((

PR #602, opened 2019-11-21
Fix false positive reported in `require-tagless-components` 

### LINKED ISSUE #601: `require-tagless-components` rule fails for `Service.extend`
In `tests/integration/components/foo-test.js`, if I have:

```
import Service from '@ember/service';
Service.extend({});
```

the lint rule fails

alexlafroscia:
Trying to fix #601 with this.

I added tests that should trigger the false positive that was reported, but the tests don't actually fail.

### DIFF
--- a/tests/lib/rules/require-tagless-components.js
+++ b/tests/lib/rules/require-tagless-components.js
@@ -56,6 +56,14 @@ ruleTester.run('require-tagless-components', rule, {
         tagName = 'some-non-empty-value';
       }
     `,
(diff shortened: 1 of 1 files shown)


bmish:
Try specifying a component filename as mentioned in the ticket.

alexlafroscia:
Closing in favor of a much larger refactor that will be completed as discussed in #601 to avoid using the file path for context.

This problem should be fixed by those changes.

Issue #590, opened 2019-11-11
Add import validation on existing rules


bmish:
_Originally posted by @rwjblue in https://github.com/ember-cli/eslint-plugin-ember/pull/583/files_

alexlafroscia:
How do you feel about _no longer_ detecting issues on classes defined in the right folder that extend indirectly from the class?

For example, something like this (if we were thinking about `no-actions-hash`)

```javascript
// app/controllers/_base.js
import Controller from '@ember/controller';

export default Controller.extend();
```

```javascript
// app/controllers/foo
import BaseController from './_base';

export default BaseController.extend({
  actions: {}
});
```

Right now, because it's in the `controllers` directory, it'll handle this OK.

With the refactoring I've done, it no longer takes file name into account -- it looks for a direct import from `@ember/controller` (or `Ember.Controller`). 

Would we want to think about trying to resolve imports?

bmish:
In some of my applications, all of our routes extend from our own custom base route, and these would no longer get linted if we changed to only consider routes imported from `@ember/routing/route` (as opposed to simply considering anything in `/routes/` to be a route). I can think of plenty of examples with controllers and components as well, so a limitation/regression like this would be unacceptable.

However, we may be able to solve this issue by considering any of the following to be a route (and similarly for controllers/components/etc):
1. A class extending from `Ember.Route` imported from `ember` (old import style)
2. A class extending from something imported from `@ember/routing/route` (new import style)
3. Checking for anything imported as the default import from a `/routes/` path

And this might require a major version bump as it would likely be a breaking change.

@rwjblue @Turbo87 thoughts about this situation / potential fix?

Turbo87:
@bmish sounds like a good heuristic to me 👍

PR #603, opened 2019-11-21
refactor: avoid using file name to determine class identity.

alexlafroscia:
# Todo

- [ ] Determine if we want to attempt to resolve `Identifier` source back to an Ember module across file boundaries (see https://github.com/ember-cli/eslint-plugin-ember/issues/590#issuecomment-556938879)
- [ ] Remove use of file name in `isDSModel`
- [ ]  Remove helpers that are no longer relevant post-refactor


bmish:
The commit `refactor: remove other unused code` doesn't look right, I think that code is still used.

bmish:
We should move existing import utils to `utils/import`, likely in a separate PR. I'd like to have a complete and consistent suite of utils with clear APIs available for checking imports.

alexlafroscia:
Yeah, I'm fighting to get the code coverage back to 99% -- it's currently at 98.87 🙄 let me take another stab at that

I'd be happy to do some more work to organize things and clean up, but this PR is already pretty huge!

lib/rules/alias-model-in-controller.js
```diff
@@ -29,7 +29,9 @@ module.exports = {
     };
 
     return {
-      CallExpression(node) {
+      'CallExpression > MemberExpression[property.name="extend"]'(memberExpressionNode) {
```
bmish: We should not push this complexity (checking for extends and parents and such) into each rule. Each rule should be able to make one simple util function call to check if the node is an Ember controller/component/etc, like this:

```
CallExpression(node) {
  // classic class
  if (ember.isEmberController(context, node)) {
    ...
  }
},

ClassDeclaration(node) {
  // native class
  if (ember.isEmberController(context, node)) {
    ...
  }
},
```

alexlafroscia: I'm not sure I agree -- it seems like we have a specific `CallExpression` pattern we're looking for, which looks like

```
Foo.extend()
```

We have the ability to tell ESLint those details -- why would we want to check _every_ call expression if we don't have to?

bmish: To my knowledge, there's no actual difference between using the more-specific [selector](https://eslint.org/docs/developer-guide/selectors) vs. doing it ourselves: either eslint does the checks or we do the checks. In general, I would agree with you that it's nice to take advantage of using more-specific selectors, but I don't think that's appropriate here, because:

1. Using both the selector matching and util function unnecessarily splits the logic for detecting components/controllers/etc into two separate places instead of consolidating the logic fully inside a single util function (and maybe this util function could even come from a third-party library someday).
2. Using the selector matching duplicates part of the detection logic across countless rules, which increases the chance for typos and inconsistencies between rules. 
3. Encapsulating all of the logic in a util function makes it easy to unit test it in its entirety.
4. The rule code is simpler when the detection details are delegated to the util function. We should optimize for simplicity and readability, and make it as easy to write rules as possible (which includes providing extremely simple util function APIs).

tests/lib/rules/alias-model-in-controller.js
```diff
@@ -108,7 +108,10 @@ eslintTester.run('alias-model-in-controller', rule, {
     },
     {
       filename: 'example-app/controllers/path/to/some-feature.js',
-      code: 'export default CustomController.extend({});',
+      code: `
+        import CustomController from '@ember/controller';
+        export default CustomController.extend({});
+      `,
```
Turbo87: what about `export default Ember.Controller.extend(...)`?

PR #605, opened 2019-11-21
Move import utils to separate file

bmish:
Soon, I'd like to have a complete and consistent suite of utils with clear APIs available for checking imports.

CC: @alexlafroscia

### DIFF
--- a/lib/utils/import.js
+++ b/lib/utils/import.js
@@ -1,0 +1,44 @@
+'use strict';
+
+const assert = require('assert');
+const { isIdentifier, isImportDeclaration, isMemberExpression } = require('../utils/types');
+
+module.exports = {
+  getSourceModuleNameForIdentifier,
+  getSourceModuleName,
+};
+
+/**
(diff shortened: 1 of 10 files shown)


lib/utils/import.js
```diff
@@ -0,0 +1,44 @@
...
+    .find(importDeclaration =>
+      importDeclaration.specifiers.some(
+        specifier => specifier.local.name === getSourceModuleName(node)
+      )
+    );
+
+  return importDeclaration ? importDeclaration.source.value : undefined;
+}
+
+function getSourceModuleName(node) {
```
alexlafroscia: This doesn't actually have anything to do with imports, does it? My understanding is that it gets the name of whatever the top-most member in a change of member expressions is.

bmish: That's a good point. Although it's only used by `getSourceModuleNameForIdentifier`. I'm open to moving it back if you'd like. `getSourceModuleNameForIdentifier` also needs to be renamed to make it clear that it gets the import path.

))

EXERCISE INSTRUCTIONS
This exercise needs each record retyped exactly as shown.

TASK RESPONSE
PR #602, opened 2019-11-21
Fix false positive reported in `require-tagless-components` 

### LINKED ISSUE #601: `require-tagless-components` rule fails for `Service.extend`
In `tests/integration/components/foo-test.js`, if I have:

```
import Service from '@ember/service';
Service.extend({});
```

the lint rule fails

alexlafroscia:
Trying to fix #601 with this.

I added tests that should trigger the false positive that was reported, but the tests don't actually fail.

### DIFF
--- a/tests/lib/rules/require-tagless-components.js
+++ b/tests/lib/rules/require-tagless-components.js
@@ -56,6 +56,14 @@ ruleTester.run('require-tagless-components', rule, {
         tagName = 'some-non-empty-value';
       }
     `,
(diff shortened: 1 of 1 files shown)


bmish:
Try specifying a component filename as mentioned in the ticket.

alexlafroscia:
Closing in favor of a much larger refactor that will be completed as discussed in #601 to avoid using the file path for context.

This problem should be fixed by those changes.

Issue #590, opened 2019-11-11
Add import validation on existing rules


bmish:
_Originally posted by @rwjblue in https://github.com/ember-cli/eslint-plugin-ember/pull/583/files_

alexlafroscia:
How do you feel about _no longer_ detecting issues on classes defined in the right folder that extend indirectly from the class?

For example, something like this (if we were thinking about `no-actions-hash`)

```javascript
// app/controllers/_base.js
import Controller from '@ember/controller';

export default Controller.extend();
```

```javascript
// app/controllers/foo
import BaseController from './_base';

export default BaseController.extend({
  actions: {}
});
```

Right now, because it's in the `controllers` directory, it'll handle this OK.

With the refactoring I've done, it no longer takes file name into account -- it looks for a direct import from `@ember/controller` (or `Ember.Controller`). 

Would we want to think about trying to resolve imports?

bmish:
In some of my applications, all of our routes extend from our own custom base route, and these would no longer get linted if we changed to only consider routes imported from `@ember/routing/route` (as opposed to simply considering anything in `/routes/` to be a route). I can think of plenty of examples with controllers and components as well, so a limitation/regression like this would be unacceptable.

However, we may be able to solve this issue by considering any of the following to be a route (and similarly for controllers/components/etc):
1. A class extending from `Ember.Route` imported from `ember` (old import style)
2. A class extending from something imported from `@ember/routing/route` (new import style)
3. Checking for anything imported as the default import from a `/routes/` path

And this might require a major version bump as it would likely be a breaking change.

@rwjblue @Turbo87 thoughts about this situation / potential fix?

Turbo87:
@bmish sounds like a good heuristic to me 👍

PR #603, opened 2019-11-21
refactor: avoid using file name to determine class identity.

alexlafroscia:
# Todo

- [ ] Determine if we want to attempt to resolve `Identifier` source back to an Ember module across file boundaries (see https://github.com/ember-cli/eslint-plugin-ember/issues/590#issuecomment-556938879)
- [ ] Remove use of file name in `isDSModel`
- [ ]  Remove helpers that are no longer relevant post-refactor


bmish:
The commit `refactor: remove other unused code` doesn't look right, I think that code is still used.

bmish:
We should move existing import utils to `utils/import`, likely in a separate PR. I'd like to have a complete and consistent suite of utils with clear APIs available for checking imports.

alexlafroscia:
Yeah, I'm fighting to get the code coverage back to 99% -- it's currently at 98.87 🙄 let me take another stab at that

I'd be happy to do some more work to organize things and clean up, but this PR is already pretty huge!

lib/rules/alias-model-in-controller.js
```diff
@@ -29,7 +29,9 @@ module.exports = {
     };
 
     return {
-      CallExpression(node) {
+      'CallExpression > MemberExpression[property.name="extend"]'(memberExpressionNode) {
```
bmish: We should not push this complexity (checking for extends and parents and such) into each rule. Each rule should be able to make one simple util function call to check if the node is an Ember controller/component/etc, like this:

```
CallExpression(node) {
  // classic class
  if (ember.isEmberController(context, node)) {
    ...
  }
},

ClassDeclaration(node) {
  // native class
  if (ember.isEmberController(context, node)) {
    ...
  }
},
```

alexlafroscia: I'm not sure I agree -- it seems like we have a specific `CallExpression` pattern we're looking for, which looks like

```
Foo.extend()
```

We have the ability to tell ESLint those details -- why would we want to check _every_ call expression if we don't have to?

bmish: To my knowledge, there's no actual difference between using the more-specific [selector](https://eslint.org/docs/developer-guide/selectors) vs. doing it ourselves: either eslint does the checks or we do the checks. In general, I would agree with you that it's nice to take advantage of using more-specific selectors, but I don't think that's appropriate here, because:

1. Using both the selector matching and util function unnecessarily splits the logic for detecting components/controllers/etc into two separate places instead of consolidating the logic fully inside a single util function (and maybe this util function could even come from a third-party library someday).
2. Using the selector matching duplicates part of the detection logic across countless rules, which increases the chance for typos and inconsistencies between rules. 
3. Encapsulating all of the logic in a util function makes it easy to unit test it in its entirety.
4. The rule code is simpler when the detection details are delegated to the util function. We should optimize for simplicity and readability, and make it as easy to write rules as possible (which includes providing extremely simple util function APIs).

tests/lib/rules/alias-model-in-controller.js
```diff
@@ -108,7 +108,10 @@ eslintTester.run('alias-model-in-controller', rule, {
     },
     {
       filename: 'example-app/controllers/path/to/some-feature.js',
-      code: 'export default CustomController.extend({});',
+      code: `
+        import CustomController from '@ember/controller';
+        export default CustomController.extend({});
+      `,
```
Turbo87: what about `export default Ember.Controller.extend(...)`?

PR #605, opened 2019-11-21
Move import utils to separate file

bmish:
Soon, I'd like to have a complete and consistent suite of utils with clear APIs available for checking imports.

CC: @alexlafroscia

### DIFF
--- a/lib/utils/import.js
+++ b/lib/utils/import.js
@@ -1,0 +1,44 @@
+'use strict';
+
+const assert = require('assert');
+const { isIdentifier, isImportDeclaration, isMemberExpression } = require('../utils/types');
+
+module.exports = {
+  getSourceModuleNameForIdentifier,
+  getSourceModuleName,
+};
+
+/**
(diff shortened: 1 of 10 files shown)


lib/utils/import.js
```diff
@@ -0,0 +1,44 @@
...
+    .find(importDeclaration =>
+      importDeclaration.specifiers.some(
+        specifier => specifier.local.name === getSourceModuleName(node)
+      )
+    );
+
+  return importDeclaration ? importDeclaration.source.value : undefined;
+}
+
+function getSourceModuleName(node) {
```
alexlafroscia: This doesn't actually have anything to do with imports, does it? My understanding is that it gets the name of whatever the top-most member in a change of member expressions is.

bmish: That's a good point. Although it's only used by `getSourceModuleNameForIdentifier`. I'm open to moving it back if you'd like. `getSourceModuleNameForIdentifier` also needs to be renamed to make it clear that it gets the import path.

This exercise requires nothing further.